_Task to carry out_.
From the line containing "Does this delete" down to the line containing "milestone target, thanks" in the records below, reproduce every line exactly, ends included, and omit all others.

**** Record excerpts

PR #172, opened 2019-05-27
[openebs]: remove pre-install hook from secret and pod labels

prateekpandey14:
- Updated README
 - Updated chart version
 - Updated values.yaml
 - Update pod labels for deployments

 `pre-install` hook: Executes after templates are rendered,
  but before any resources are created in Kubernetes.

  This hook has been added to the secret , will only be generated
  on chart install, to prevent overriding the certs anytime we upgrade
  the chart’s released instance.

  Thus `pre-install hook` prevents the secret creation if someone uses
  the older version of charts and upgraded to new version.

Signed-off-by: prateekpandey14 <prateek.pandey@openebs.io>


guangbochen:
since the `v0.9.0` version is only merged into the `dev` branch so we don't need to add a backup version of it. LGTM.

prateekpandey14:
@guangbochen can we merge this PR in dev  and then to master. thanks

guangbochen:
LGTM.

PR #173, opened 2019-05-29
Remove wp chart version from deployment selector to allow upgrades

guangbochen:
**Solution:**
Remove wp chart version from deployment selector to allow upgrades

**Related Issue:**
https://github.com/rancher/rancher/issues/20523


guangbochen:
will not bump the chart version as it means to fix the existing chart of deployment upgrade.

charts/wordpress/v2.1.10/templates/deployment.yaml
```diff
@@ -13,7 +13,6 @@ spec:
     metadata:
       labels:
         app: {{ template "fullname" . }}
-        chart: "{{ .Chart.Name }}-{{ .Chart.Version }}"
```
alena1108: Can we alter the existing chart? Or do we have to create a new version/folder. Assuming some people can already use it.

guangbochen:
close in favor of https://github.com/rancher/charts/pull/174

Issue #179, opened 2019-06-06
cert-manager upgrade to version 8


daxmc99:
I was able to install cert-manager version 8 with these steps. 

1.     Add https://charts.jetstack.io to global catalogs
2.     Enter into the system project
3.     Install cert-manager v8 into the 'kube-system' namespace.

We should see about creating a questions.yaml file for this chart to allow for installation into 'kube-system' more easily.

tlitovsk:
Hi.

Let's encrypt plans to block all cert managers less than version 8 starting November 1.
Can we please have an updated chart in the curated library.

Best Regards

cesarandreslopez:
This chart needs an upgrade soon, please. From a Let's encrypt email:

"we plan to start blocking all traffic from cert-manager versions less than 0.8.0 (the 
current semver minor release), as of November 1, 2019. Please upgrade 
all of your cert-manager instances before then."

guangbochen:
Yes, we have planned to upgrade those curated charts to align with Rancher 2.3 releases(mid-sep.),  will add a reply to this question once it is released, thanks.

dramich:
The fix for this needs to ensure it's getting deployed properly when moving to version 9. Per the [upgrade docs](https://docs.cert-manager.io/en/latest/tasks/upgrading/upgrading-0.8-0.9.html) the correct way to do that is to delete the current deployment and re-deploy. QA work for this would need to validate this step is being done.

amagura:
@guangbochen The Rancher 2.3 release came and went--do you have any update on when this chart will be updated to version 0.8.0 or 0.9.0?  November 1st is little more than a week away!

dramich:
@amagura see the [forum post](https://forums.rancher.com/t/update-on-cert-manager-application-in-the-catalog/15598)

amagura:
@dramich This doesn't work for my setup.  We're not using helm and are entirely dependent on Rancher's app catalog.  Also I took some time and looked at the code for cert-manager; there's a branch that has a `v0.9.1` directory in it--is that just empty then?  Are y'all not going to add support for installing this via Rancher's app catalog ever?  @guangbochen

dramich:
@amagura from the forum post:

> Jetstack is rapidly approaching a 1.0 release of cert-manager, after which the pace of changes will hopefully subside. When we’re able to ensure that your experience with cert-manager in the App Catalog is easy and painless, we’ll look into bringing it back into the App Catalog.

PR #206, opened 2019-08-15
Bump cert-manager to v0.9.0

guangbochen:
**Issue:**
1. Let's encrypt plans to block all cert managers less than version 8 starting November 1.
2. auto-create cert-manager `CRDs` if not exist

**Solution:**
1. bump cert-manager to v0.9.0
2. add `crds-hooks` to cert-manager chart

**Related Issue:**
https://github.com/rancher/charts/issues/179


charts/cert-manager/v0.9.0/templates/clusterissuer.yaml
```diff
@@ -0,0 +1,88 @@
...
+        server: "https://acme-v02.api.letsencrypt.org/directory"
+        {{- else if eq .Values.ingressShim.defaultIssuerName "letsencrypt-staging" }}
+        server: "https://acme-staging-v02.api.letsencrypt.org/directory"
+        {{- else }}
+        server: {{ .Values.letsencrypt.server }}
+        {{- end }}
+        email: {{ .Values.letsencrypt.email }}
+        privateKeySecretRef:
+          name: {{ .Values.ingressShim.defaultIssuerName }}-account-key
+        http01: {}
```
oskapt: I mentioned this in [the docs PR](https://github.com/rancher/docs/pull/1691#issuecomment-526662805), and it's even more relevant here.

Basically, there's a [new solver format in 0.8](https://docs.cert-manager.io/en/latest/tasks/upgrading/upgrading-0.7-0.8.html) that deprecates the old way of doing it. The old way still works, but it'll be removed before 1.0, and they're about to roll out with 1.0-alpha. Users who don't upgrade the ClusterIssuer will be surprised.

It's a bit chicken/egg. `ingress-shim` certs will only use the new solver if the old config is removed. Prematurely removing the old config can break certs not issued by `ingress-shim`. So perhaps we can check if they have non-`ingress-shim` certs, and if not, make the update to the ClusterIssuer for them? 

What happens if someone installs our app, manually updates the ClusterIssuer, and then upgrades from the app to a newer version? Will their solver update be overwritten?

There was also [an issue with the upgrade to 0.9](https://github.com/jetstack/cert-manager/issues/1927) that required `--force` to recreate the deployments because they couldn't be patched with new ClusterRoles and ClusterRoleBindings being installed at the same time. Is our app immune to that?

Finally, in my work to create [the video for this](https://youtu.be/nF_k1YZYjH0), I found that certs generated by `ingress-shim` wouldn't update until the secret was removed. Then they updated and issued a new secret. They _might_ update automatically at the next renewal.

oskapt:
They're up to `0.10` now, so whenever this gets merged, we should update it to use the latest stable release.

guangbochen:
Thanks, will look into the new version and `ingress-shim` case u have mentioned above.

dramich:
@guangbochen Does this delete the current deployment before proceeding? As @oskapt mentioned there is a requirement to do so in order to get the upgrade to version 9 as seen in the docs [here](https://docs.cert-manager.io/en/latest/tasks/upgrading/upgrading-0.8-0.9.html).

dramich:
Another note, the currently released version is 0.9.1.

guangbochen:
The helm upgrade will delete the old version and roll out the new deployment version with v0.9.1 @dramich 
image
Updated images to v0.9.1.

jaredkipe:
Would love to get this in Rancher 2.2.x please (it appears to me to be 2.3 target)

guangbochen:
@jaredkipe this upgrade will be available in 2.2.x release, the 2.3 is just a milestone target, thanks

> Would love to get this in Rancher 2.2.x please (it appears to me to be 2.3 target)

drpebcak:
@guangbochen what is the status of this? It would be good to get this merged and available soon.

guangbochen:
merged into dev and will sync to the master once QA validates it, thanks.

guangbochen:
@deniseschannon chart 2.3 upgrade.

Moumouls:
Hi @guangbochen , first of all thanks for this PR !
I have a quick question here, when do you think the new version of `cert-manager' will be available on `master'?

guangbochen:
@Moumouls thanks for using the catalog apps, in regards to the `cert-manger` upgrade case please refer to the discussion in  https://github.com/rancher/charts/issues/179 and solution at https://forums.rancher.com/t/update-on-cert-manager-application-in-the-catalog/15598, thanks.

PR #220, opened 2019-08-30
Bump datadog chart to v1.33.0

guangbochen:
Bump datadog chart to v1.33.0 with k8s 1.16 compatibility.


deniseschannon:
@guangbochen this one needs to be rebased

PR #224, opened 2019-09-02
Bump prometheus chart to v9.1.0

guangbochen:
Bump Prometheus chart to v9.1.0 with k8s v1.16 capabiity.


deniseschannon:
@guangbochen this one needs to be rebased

********

_Exercise answer_.
@guangbochen Does this delete the current deployment before proceeding? As @oskapt mentioned there is a requirement to do so in order to get the upgrade to version 9 as seen in the docs [here](https://docs.cert-manager.io/en/latest/tasks/upgrading/upgrading-0.8-0.9.html).

dramich:
Another note, the currently released version is 0.9.1.

guangbochen:
The helm upgrade will delete the old version and roll out the new deployment version with v0.9.1 @dramich 
image
Updated images to v0.9.1.

jaredkipe:
Would love to get this in Rancher 2.2.x please (it appears to me to be 2.3 target)

guangbochen:
@jaredkipe this upgrade will be available in 2.2.x release, the 2.3 is just a milestone target, thanks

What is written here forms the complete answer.